Дело было в 1959 году. В том году приняли закон о психическом здоровье, о котором он прочел в «Таймс», пока поезд вез его на юг. Закон вызвал у него интерес только по той причине, что в нем отменялось понятие «расстройство нравственности» — термин, на который она набрел в энциклопедии «Британика» в публичной библиотеке Хендона, где изучал психические нарушения, к которым могло бы относиться его постыдное отклонение. «Расстройство нравственности» показалось ему наиболее предпочтительным объяснением. Он даже нащупал шишку нравственного расстройства на своем френологическом бюсте — таковая нашлась за левым ухом. От всякого намека на гендерную неопределенность он решительно отвернулся. В мамины панталоны его засунула не неопределенность, а любопытство. Праздное, непристойное, слабоумное любопытство. Секс сводит с ума всех, особенно подростков. Мальчик с расстройством нравственности может оставаться настоящим мальчиком. Теперь, спустя двадцать лет, он ехал в поезде в Блэкпул и читал в «Таймс» об отмене самой этой категории. Никакого расстройства нравственности больше не было. Значило ли это отмену и того эпизода? Избавлен ли он отныне от маминых панталон?

Как же тогда быть с нащупанной им у себя за ухом шишкой?

Он садился в поезд без малейшего представления о том, где живет Эфраим. В Блэкпуле он никогда не бывал, но по открытке брата с видом курорта не в сезон, с трамваем на безлюдном променаде — не ирония ли само это приглашение, хотел ли Эфраим на самом деле приезда брата? — ему представлялся заброшенный старомодный курорт, обдуваемый негостеприимным ветром Ирландского моря. Шими считал, что найти брата не составит труда, достаточно будет расспросить встречных. Есть ли во всем Блэкпуле хотя бы еще кто-то, похожий на Эфраима? Наверняка он знаком всему городу.

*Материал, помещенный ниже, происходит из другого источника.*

PR #207, opened 2025-05-27
Update isce2_topsapp.__main__.gunw_slc to accept either `--reference-scenes` or `--reference-date`

asjohnston-asf:
Here's an alternative to https://github.com/ACCESS-Cloud-Based-InSAR/DockerizedTopsApp/pull/205 for allowing on-demand users to specify a date instead of a list of scenes when ordering GUNW products. This eliminates the possibility that the user might not specify all SLCs necessary to fully cover the frame and thus produce a non-standard GUNW product.

This approach should have no impact on the ARIA team continuing to generate GUNW products using their own enumeration strategy and specifying a specific list of reference/secondary scenes when running DockerizedTopsApp locally or through a JPL HyP3 deployment.

Users running DockerizedTopsApp on-demand through ASF HyP3 would be required to specify reference/secondary dates instead of reference/secondary scenes; see https://github.com/ASFHyP3/hyp3/pull/2772 and https://github.com/ASFHyP3/hyp3-sdk/pull/350 .

~I've left some TODOs that ASF can work on over the next day or two, but let me know if there are any concerns with the general approach.~


mgovorcin:
Hi @asjohnston-asf, thanks for the update. I do have a few concerns about potential issues that might arise from this PR.

Currently, the code does not enforce the spatial coverage requirement over the specified frame. For example, we skip GUNW generation if the downloaded SLCs do not fully cover the frame (it is common to find SLC missing once in a while). As it stands, ISCE2 will crop to the common area, which might result in a non-standard ARIA GUNW product.

Additionally, updating the hyp3_sdk and modifying the aria_gunw job submission process would break our existing workflows for large-scale job enumeration and submission. 

Lastly, I understood from our meetings that de-duplication is a key part of this new addition.

asjohnston-asf:
> Currently, the code does not enforce the spatial coverage requirement over the specified frame.

Can you provide some examples? I'd expect a GUNW that includes as much spatial coverage as there is S1 data available would qualify as standard. For example, should it be possible to produce a GUNW for a frame over the coast where there is an S1 acquisition over the land portion but no subsequent acquisition over the ocean?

Насчет ветра он не ошибся. А вот отыскать брата не вышло. На его вопросы люди только качали головами. Эфраим Кармелли? Имя звучало по-клоунски. Некоторые советовали обратиться в цирк под Башней.

Он нашел пансион, где были строгие правила: до десяти утра очистить помещение, назад возвращаться не позднее одиннадцати вечера, и чтоб никаких посетителей. И это люди называют отпуском? К своему удивлению, Шими сразу заскучал по Литтл-Стэнмору.

На променаде к нему пристали две девушки в цветастых платьях. Он не понял их выговор и мог неверно воспринять их намерения. Но они взяли его за руки с двух сторон, как будто они его сестры, и попросили отвести их к нему в отель. Он предположил, что им просто захотелось согреться, и предупредил их, что место, где он остановился, правильнее называть не отелем, а исправительным учреждением. Они ночевали в похожем месте, поэтому поволокли его в дюны. Там он лежал между ними на сыром песке, дрожа в их объятиях; когда все кончилось, он сказал спасибо. Они в ответ, мажа губы, добродушно посмеялись над его учтивостью. Она так их поразила, что оставалось предположить, что там, откуда они приехали, не принято выражать признательность. Его похвала осталась без ответа, чему он не удивился: им было не за что его благодарить.

Такой вариант втроем пришелся ему по нраву, избавив от многих терзаний. Удвоенное усердие поглотило все его внимание и освободило от страха произвести неверное впечатление. Никакой ответственности он перед ними не испытывал, как и необходимости притворяться тем, кем он не был. Он спокойно принял тот факт, что сразу на двух его не хватит.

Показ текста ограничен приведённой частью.